Biomet niekorzystny

Pod wpływem wyrazów z wygłosowym „-metr” (jak „barometr”, „higrometr”, „spirometr”) niektórzy mówią „biometr’. Ale to błąd!

Wczoraj spadło ciśnienie, biometr był niekorzystny i fatalnie się czułam…

Czy można tak powiedzieć? Otóż nie, należało w tym wypadku użyć formy biomet, ponieważ całość wypowiedzi wiąże się z biometeorologią, czyli nauką zajmującą się badaniem wpływu warunków atmosferycznych, np. zmian ciśnienia atmosferycznego, na organizm człowieka. Skoro biometeorologia, to musi być biomet. Forma ta powstała od przymiotnika biometeorologiczny przez odrzucenie części -eorologiczny.

Zastępowanie biometu biometrem nie ma uzasadnienia (i sensu), gdyż z definicji jest biomet określoną sytuacją biometeorologiczną, a nie jakimś… przyrządem jak barometr, higrometr czyspirometr. Te kończą się wygłosowym -metr, bo służą do mierzenia czegoś (gr. metron 'miara’: barometdo mierzenia ciśnienia, higrometr do pomiaru wilgotności powietrza, spirometr do badania pojemności płuc) i zbudowane zostały tak, że do członów baro , higro, spiro dodano słówko metr (baro + metr, higro+ metr, spiro + metr).

Okazuje się jednak, że istnieje także wyraz biometr, znany w radiestezji (choć nie notują go słowniki języka polskiego). Jest to przyrząd w postaci diagramu lub tabelki z podziałką (opracowany w latach 30. ub. wieku przez Francuza Antoine’a Bovisa), współpracujący z wahadłem, rzadziej z różdżką i służący do pomiarów i poznania badanego obiektu.

Chciał strzelić do pana Sawy / A strzelił do pana Sowy. / Ot, taki raczej błahawy / Lapsusik językowy– pisał angielski powieściopisarz i dramaturg Henry Graham Greene (zmarł na początku lat 90. ub. wieku) w „Pomyłce” (tłum. Antoni Marianowicz). Nie zawsze błahawy, oj nie zawsze… Jak piszą Małgorzata Kita i Edward Polański w Słowniku paronimów, czyli wyrazów mylonych, w 2002 r. prezydentowi George’owi W. Bushowi pomyliły się dwa terminy ekonomiczne: dewaluacja i deflacja, na co gwałtownie zareagowały światowe giełdy.
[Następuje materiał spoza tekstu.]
PR #6815, opened 2022-11-08
docs: Fix capitalization of "--webauthn"

james-interfold:
Running `yarn rw g dbAuth --webAuthn` failed for me with `Unknown argument: webAuthn`. The CLI expects the argument to be in lower case.


jtoar (approved):
Good catch @james-interfold, thanks!

PR #6832, opened 2022-11-08
Set default auth state before signing up

Tobbe:
With this PR, while awaiting signup() in the auth implementation we will show auth's Loading... state


jtoar:
@Tobbe ok to close this one now right?

Tobbe:
Yes

PR #6835, opened 2022-11-09
[Dev Server] Feature: Duplicate routes checking and warning

### LINKED ISSUE #6833: [RFC]: Warn on duplicate routes
### Summary

A tutorial user just ran into this issue, and I've seen it myself: a route is listed more than once in `Routes.tsx` and the first one always matches. Which is the expected behavior, but it can be scary if you overlook the duplication (which several of us did when trying to debug this issue).

Maybe it would be possible to scan through the Routes file and generate a warning to the console if a duplicate is found? Just a nice little DX addition.

### Motivation

Being confused as hell as to why I route wasn't including the <Set> layout wrapped around it: a duplicate route was *outside* the <Set> and matching first.

### Detailed proposal

Write code to make this work.

Josh-Walker-GM:
**Problem**
Attempts to close #6833 

**Changes**
1. Adds a `routes.ts` file within internal which contains functions to extract routes from the `Routes.(js|tsx)` file. Also contains a function to extract routes which share the same `path`.
2. Adds tests for the new `routes.ts` functions
3. Runs within the dev server watcher and warns about duplicate routes on every reload.

**Outstanding**

1. Implement a check in a command so a user can see feedback. Which command should include this? - Runs within the dev server watcher
2. Is internal a good home for this new code? - Yes

**Ping**
@cannikin


Josh-Walker-GM:
It seems the functionality is already handled in `yarn rw check`, no need for this PR.

cannikin:
Awww :( Check the conversation in the issue, maybe we can still do this?

Josh-Walker-GM:
Okay so I've read around the code. I've implemented it such that when you start the dev server there is an initial check and warning message about duplicate routes and whenever you modify the routes file it also rechecks.

Should be easy enough to change this to show on every file change, just depends what people feel is best? 

I need to update my regex parsing of the routes file to account for if they routes are commented out!

Josh-Walker-GM:
Okay so I think the core functionality is here. Whenever you start up your dev server or update your route file it checks for duplicates and alerts you if any are found.

Feedback on if we need to check at different frequency - every file update triggers route warning? Are the messages clear enough or could they be easily missed?

An example below of what it looks like from the terminal: 
Recording 2022-11-10 at 00 09 58

cannikin:
AWESOME Yeah I'd like to say that it only needs to be output when the router file itself changes, but I know I'll go and make changes to half a dozen files, ignoring the output of the console in the meantime, and only once I go over to the browser to check on my changes do I then start looking at the console. If the message was output when *any* file changes I'd probably be more likely to see it.

It does get a tad lost just being in plain white... It'd be nice if they were yellow or orange, maybe inside a box or something? I liked the text you had in the issue, explaining that the Router will always choose the one that's closest to the top of the file...

Josh-Walker-GM:
I've updated locally to report on every change, have added the little additional info and have added a little colour: 

duplicate_routes_eg

I've made sure that this will be the last thing to print out on the log so it'll be easily visible on returning to the console.

I'll wait until we settle on an approach over on the RFC before I push further changes.

cannikin:
AMAZING

Josh-Walker-GM:
The additions to the tests make them fail - a result of the duplicate contact route within the test project. This is being discussed in the associated RFC and will be addressed when a direction becomes clear.

packages/internal/src/routes.ts
```diff
@@ -0,0 +1,97 @@
+import fs from 'fs'
+
+import chalk from 'chalk'
+
+import { getPaths } from './paths'
+
+export interface Route {
+  name?: string
+  path?: string
+  page?: string // All valid routes should have a page but it's optional here for convenience
```
Tobbe, line 10: The comment isn't entirely true. Redirect routes don't have a page

Josh-Walker-GM: Ah true indeed, removed.

packages/internal/src/routes.ts
```diff
@@ -0,0 +1,97 @@
...
+}
+
+/**
+ * Extracts all the routes defined within the Routes.(js|tsx) file
+ */
+export function getRoutes() {
```
Tobbe, line 16: Instead of this, I wonder if we could use `packages/structure/src/model/RWRouter.ts` What do you think?

Josh-Walker-GM: I can change to use this certainly. I assume you prefer I did rather than have an, I guess, unnecessary additional routes extraction logic?

Tobbe:
Correct. I also think it's more robust in that it doesn't rely on regexes but rather uses an abstract syntax tree (AST)

packages/internal/src/routes.ts
Tobbe: Correct. I also think it's more robust in that it doesn't rely on regexes but rather uses an abstract syntax tree (AST)

Josh-Walker-GM:
Okay @Tobbe I've updated to use the structure package for extracting routes.

I kept the custom `RouteInformation` object - You might want to have just used `RWRoute` instead? I did try to do this but the tests lagged and then crashed due to trying to convert a circular object to JSON.

Tobbe:
I think what you did makes sense. I'd probably have used a Set for the unique names, but that's just personal preference. You don't have to change your code if you don't want to. I want to try to run the code too before I approve the PR, but that'll have to wait until tomorrow

Josh-Walker-GM:
No problem, set is much nicer. I'm just not used to thinking like this when working in JS as I never know what it supports as standard - I've got some reading to do clearly.

When you have some spare time could you assist with this issue around failing to build due to importing from the structure package. From the error message (below) and how it's done in other packages it would seem we'd need a reference in the `tsconfig.json` file for the structure package. However, this leads to a circular dependency which causes its own errors...
```
error TS5055: Cannot write file '/home/josh/Development/redwood/packages/internal/dist/paths.d.ts' because it would overwrite input file.
```

packages/internal/src/routes.ts
```diff
@@ -0,0 +1,58 @@
...
+  page?: string
+}
+
+/**
+ * Returns an array of routes which conflict on their defined names
+ */
+export function getDuplicateRoutes() {
+  const duplicateRoutes: RouteInformation[] = []
+  const allRoutes = getProject(getPaths().base).router.routes
+  const uniquePathNames = new Set(allRoutes.map((route) => route.name))
```
Tobbe, line 19: ❤️

cannikin:
Did you get a chance to run this code @Tobbe ?

Tobbe:
DP told us to drop everything and get on with auth, so that's what I did. I'll get to this tonight or tomorrow

Josh-Walker-GM:
Totally agree that AST approach is better here - I knew of AST but after some reading and looking around redwood I'm a convert for sure haha! Thanks for taking the time @Tobbe, it's very much appreciated.

Tobbe:
> Another option is to pull what we need out into another package and have both internal and structure import from there instead. That avoids the circular dependencies. But maybe/probably too much work for just this...

I said this was too much work, but I ended up trying this anyway 😅  I kind of like it, but need to ask the rest of the team if they'd get behind taking the code in this direction

https://github.com/redwoodjs/redwood/pull/6919

dac09:
Hi @Josh-Walker-GM - thank you for taking the time to work on this. 

**Circular dependency**
I wonder if it would be possible to move the logic for duplicate route detection into internal? The rwjs/structure package is starting to become unmaintained, and I think it would help to start reducing the ties, rather than increasing them. Route detection is the last thing that seems to be in structure, everything else is housed in internal. What do you think of moving the logic for route parsing to internal? I don't think we'd need to use TSMorph necessarily, but just use babel's ASTs to acheive the same. This would also give us a clear path to migrating away from babel to swc, when/if the time comes.


**Checks during watch mode**
I'm hesitant about this a little - our watch mode is quite heavy with the type generation, so I wonder if this is further entrinchign us in that. I think for this feature it would be good enough to have it on dev server start, no? I think the line to run this check on all changes could be removed - because it'll run this check on every change, not just the Routes file.

Josh-Walker-GM:
Thanks for the feedback @dac09. 

> Circular dependency

Okay it sounds to me like we want the ast abilities from structure but not really the rest of the language-server related stuff that structure was designed for (I wasn't around during structures prime so idk for sure). If that's roughly correct then I'm more than happy to take a look at pulling what's wanted out of structure into internal. That's probably a seperate PR. 

> Checks during watch mode

I had noticed it was a little unnecessary to run the check on every file change. I then changed to a "show a warning every time, check only when routes change" approach. I thought this would solve the desire to keep the warning message clearly displayed to the user whilst not being wasteful with resources. 

More than happy to change though if you think it's for the best. I did initially have difficulty deciding the best place for this logic to live - eg should it be a webpack plugin or something different. Where it currently lives seemed like an easy place to be able to cherry pick if the routes file had been updated or not.

dac09:
> Okay it sounds to me like we want the ast abilities from structure but not really the rest of the language-server related stuff that structure was designed for (I wasn't around during structures prime so idk for sure). If that's roughly correct then I'm more than happy to take a look at pulling what's wanted out of structure into internal. That's probably a seperate PR.

yes exactly this - structure was designed for the VSCode Redwood plugin, which is now deprecated. The structure package was meant to be "initalised" once, and used multiple times - which is perfect for a plugin or language server. Internal takes a more decomposed approach (in theory) - where every function can just run independantly and perform that small action. In this case, it would be parseRoutes.

I also am not sure whether we need TSMorph for this - because its yet another dependency, but I'm not against it being there in the interim. Babel will provide a very similar AST if we parsed it.

> I thought this would solve the desire to keep the warning message clearly displayed to the user whilst not being wasteful with resources

Yeah totally understand the motivation here! I just reread the code (github collapsed the lines) - it does look like it only runs on Routes change, so ok with me 👌👌👌

Tobbe:
> I wonder if it would be possible to move the logic for duplicate route detection into internal? The rwjs/structure package is starting to become unmaintained, and I think it would help to start reducing the ties, rather than increasing them. 

How about, if we move it out of structure we move it into a new package, instead of making internal even bigger than it already is?

> Route detection is the last thing that seems to be in structure, everything else is housed in internal. 

I did a quick `git grep redwoodjs/structure` and this is what I found
 * cli uses telemetry for
   * `check`
   * `g cell` to get gql query names
 * babel-plugin-redwood-mock-cell-data to get all cells 
 * prerender to get all routes
 * telemetry uses structure for 
   * getting all routes
   * getting all services
   * getting all cells
   * getting all pages
   * getting all sides

> I don't think we'd need to use TSMorph necessarily, but just use babel's ASTs to acheive the same. This would also give us a clear path to migrating away from babel to swc, when/if the time comes.

Right now we use babel, ts-morph and jscodeshift to do AST-stuff. I'd be great if we could get rid of one or two of those so we and our contributors don't have the learn them all 🙂 

---

Maybe a quick solution to the circular dependency problem is to do what the telemetry package already does
image

Josh-Walker-GM:
> How about, if we move it out of structure we move it into a new package, instead of making internal even bigger than it already is?

FWIW I like and agree with having it somewhere different from internal. We would probably end up with the circular dependency issue again given we'd likely need to use paths from within this new package and we'd want to use the new package from within internal. 

I'd quite like to learn more about the ast stuff and have a go at the proposed deprecation of structure and it's replacement, if that's something the team thinks is a direction they wish to move in? 

Thanks for pointing out a solution for the dependency issue for this PR. I'll update when I get a chance.

dac09:
> FWIW I like and agree with having it somewhere different from internal. We would probably end up with the circular dependency issue again given we'd likely need to use paths from within this new package and we'd want to use the new package from within internal.

Unfortunately adding a new package wouldn't solve it, because we'd eventually reach the same situation with imports. (see comment here: https://github.com/redwoodjs/redwood/pull/6919#issuecomment-1321973699) 

When I was doing the CLI perf refactor I grouped them into a few packages, based on the import occurances. The "introspection" package, would need to be lumped together with the build package  - otherwise we'd get into trouble again.

Tobbe:
> The "introspection" package, would need to be lumped together with the build package - otherwise we'd get into trouble again.

Not saying you're wrong - just curious. What would the introspection package need to import from the build package?

dac09:
> Not saying you're wrong - just curious. What would the introspection package need to import from the build package?

I'm not sure, but just a pattern I noticed when you split them out too much. Don't remember specific cases though, so could be wrong! Had to deal with this weird stuff so many times across graphql-server, internal, build and typegen.

Josh-Walker-GM:
Okay everything locally played nice when using the require instead of the import. I did have to do a little bit of a work around for the typing which involved `const routes: typeof RWRoute[] = ...` - hopefully this isn't hated?

The tests still fail but as a result of the test-projects routes which is being questioned in the RFC.

__fixtures__/example-todo-main-with-errors/web/src/Routes.js
```diff
@@ -15,6 +15,7 @@ const Routes = () => {
       <Route path="/" page={HomePage} name="home" />
       <Route path="/" page={HomePage} name="home" />
       <Route path="/{foo}/{foo}" page={DoesNotExist} name="something-else" />
+      {/* <Route path="/{bar}/{bar}" page={DoesNotExist} name="something-different" /> */}
```
Tobbe, line 18: I know this is added for one of the tests. But removing it doesn't make any test fail, right?
So how about we just add another comment, saying this is here for test purposes? Otherwise I think someone might just find it in the future and remove it in an effort to "clean up".
```suggestion
      {/* The comment below is for testing purposes, please don't remove */}
      {/* <Route path="/{bar}/{bar}" page={DoesNotExist} name="something-different" /> */}
```

Tobbe:
> The tests still fail but as a result of the test-projects routes which is being questioned in the RFC.

It's been bugging me in the test project. I should have just fixed it a long time ago... Please just go ahead and rename one of the routes

Tobbe:
> I did have to do a little bit of a work around for the typing

Looks good to me 🙂

__fixtures__/example-todo-main-with-errors/web/src/Routes.js
Josh-Walker-GM: Yeah this was originally added just to make sure my regex logic handled comments. It's no longer really needed, I'm sure that structure's ast doesn't pick up the commented out route, but if you want to keep it in then we add this. Up to you if you want to just remove it instead?

Josh-Walker-GM:
> It's been bugging me in the test project. I should have just fixed it a long time ago... Please just go ahead and rename one of the routes

Should I worry about any implications from https://github.com/redwoodjs/redwood/issues/6833#issuecomment-1310759248, i.e. will a manual edit persist when the test projects are rebuilt? I might be overthinking this but just want to make sure a simple edit will work here since I'm not sure.

Tobbe:
> I might be overthinking this but just want to make sure a simple edit will work here since I'm not sure.

It should be a fairly simple edit I hope, but an edit of the code that generates the test project. Not of the finished generated code.

__fixtures__/example-todo-main-with-errors/web/src/Routes.js
Tobbe: If you're good with removing it, so am I! 

```suggestion
```

Tobbe:
> I'd quite like to learn more about the ast stuff and have a go at the proposed deprecation of structure and it's replacement, if that's something the team thinks is a direction they wish to move in?

We talked about this briefly today. And we do think this sounds like a good idea. And we'd love for you to take it on! But could you please start by sketching out what your proposed solution would look like? And if this all ends up going in a new package, also please write a Readme for that package in the spirit of https://tom.preston-werner.com/2010/08/23/readme-driven-development.html

Josh-Walker-GM:
> We talked about this briefly today. And we do think this sounds like a good idea. And we'd love for you to take it on! But could you please start by sketching out what your proposed solution would look like? And if this all ends up going in a new package, also please write a Readme for that package in the spirit of https://tom.preston-werner.com/2010/08/23/readme-driven-development.html

I read over the few related comments on this PR and the other. It does strike me as a potentially tricky line in the sand to draw when it comes to the best packaging decisions. I thought perhaps it might be easier to do it in 2 steps. First refactor the structure package to have the functionality/interface that we'd like going forward - it's "structure" in name only. Then the more difficult decision of how to carve up the packages could follow? Just an initial thought on how we could potentially proceed with updating the code in structure without needing to decide firmly on a restructure.

Josh-Walker-GM:
> It should be a fairly simple edit I hope, but an edit of the code that generates the test project. Not of the finished generated code.

Thanks for clarifying. Just for my own sanity can I lay it out?

We need to update the:
```tsx
<Route path="/contacts/{id:Int}" page={ContactContactPage} name="contact" />
```
within the `Routes.tsx` because the `name` conflicts with:
```tsx
<Route path="/contact" page={ContactPage} name="contact" />
```
The first route is originally generated by `generateScaffold('contacts')` in the `tasks.js` in the test project task. I guess it would be sensible to rename this to `name="viewContact"`. Is this best done through a codemod then since they're quite well integrated in the test-project task?

Tobbe:
Not tested, but I think something as simple as this would fix it

image

Need to sign off for the night now. Let me know if it doesn't work and I'll spend some more time on it tomorrow. 
Will also get back to you about your proposed two-step approach to structure. Pinging @dac09 too about that 🙂

Tobbe:
I just realized there's a link to the contact page in the nav header, isn't there? In that case it isn't as easy as what I showed, because you'd have to fix that link too. In that case you can just update whatever route name you Rick is easiest. And a codemod as you suggested is the right way to do it if you have to do any changes to the generated code

Josh-Walker-GM:
I decided it was best to update the test project to have a contact us page, i.e. change the page and update the associated links. It seemed neater than trying to edit the generated code. 

Everything appeared to work fine locally and I think I updated everything that needs updating. I kept it at the `/contact` route rather than `/contact-us` or something else new but I'm of course open to changing this too. 

Sorry if my PR's always balloon beyond the initial scope 😅

Josh-Walker-GM:
Appears that the only failing test is one that ensures the duplicate route warning message matches a snapshot. I've encountered this issue before where locally the output matches by on the CI there are differences. Not immediately sure how to deal with this. Perhaps it's overkill to test the formatted output message or perhaps there's a way to standardise the results?

Tobbe:
I tried running all unit tests locally, but get this, which I haven't seen before
image

Tobbe:
> Appears that the only failing test is one that ensures the duplicate route warning message matches a snapshot. I've encountered this issue before where locally the output matches by on the CI there are differences. Not immediately sure how to deal with this. Perhaps it's overkill to test the formatted output message or perhaps there's a way to standardise the results?

Looks like it's only the control codes that differ. Maybe they're not the same on Linux and MacOS (or whatever system you have). I think it'd be fine to just switch to substring or regex matching on the text in the warning message instead of snapshot matching.

Josh-Walker-GM:
Hmm are you running a dev server or using those ports while the tests are trying to run?

Tobbe:
> Hmm are you running a dev server or using those ports while the tests are trying to run?

I did. And killing it solved it. But I ran the unit tests just fine on another branch with the dev server running.

Tobbe:
Switching over to main to see if I can reproduce there or not

Josh-Walker-GM:
> Seeing the same on main now, so nothing for you to worry about

Sure? If I need to fix the tests so that they aren't affected by this then I can give that a go?

Tobbe:
> Seeing the same on main now, so nothing for you to worry about

I worded this wrong. What I ment to say was:

Seeing the same on main now, so nothing you caused with this PR. But if you have some time to spare, please try to find a solution anyway 😃

Josh-Walker-GM:
Wow josh... That rebuild and merge was intended for a different PR 🤦

cannikin:
@Josh-Walker-GM Thanks so much for this! This is a huge win for DX and people getting confused about routes!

W „Humorze zeszytów szkolnych” aż roi się z kolei od „kwiatków” w rodzaju Chrześcijanie mogą mieć tylko jedną żonę i to się nazywa monotonia; Miejsce pod sceną w teatrze antycznym nosi nazwę prosektorium; Moja siostra kupiła sobie piękne rybki i założyła antykwarium albo Emil Zola był  najwybitniejszym naturystą francuskim.

Prawda, że użycie innego wyrazu zamiast właściwego wywołuje często efekt komiczny? Warto mieć to na uwadze i nie mieszać słów o zbliżonej formie i podobnym brzmieniu (nazywa się je nieraz z francuska faux amis ‘fałszywi przyjaciele’).

Czasem wystarczy dodanie jednej literki, żeby błąd stał się faktem, ale bywa i tak, że jakieś słowo jedynie wydaje nam się niepoprawne (bo go po prostu nie znamy). Oto dwa przykłady…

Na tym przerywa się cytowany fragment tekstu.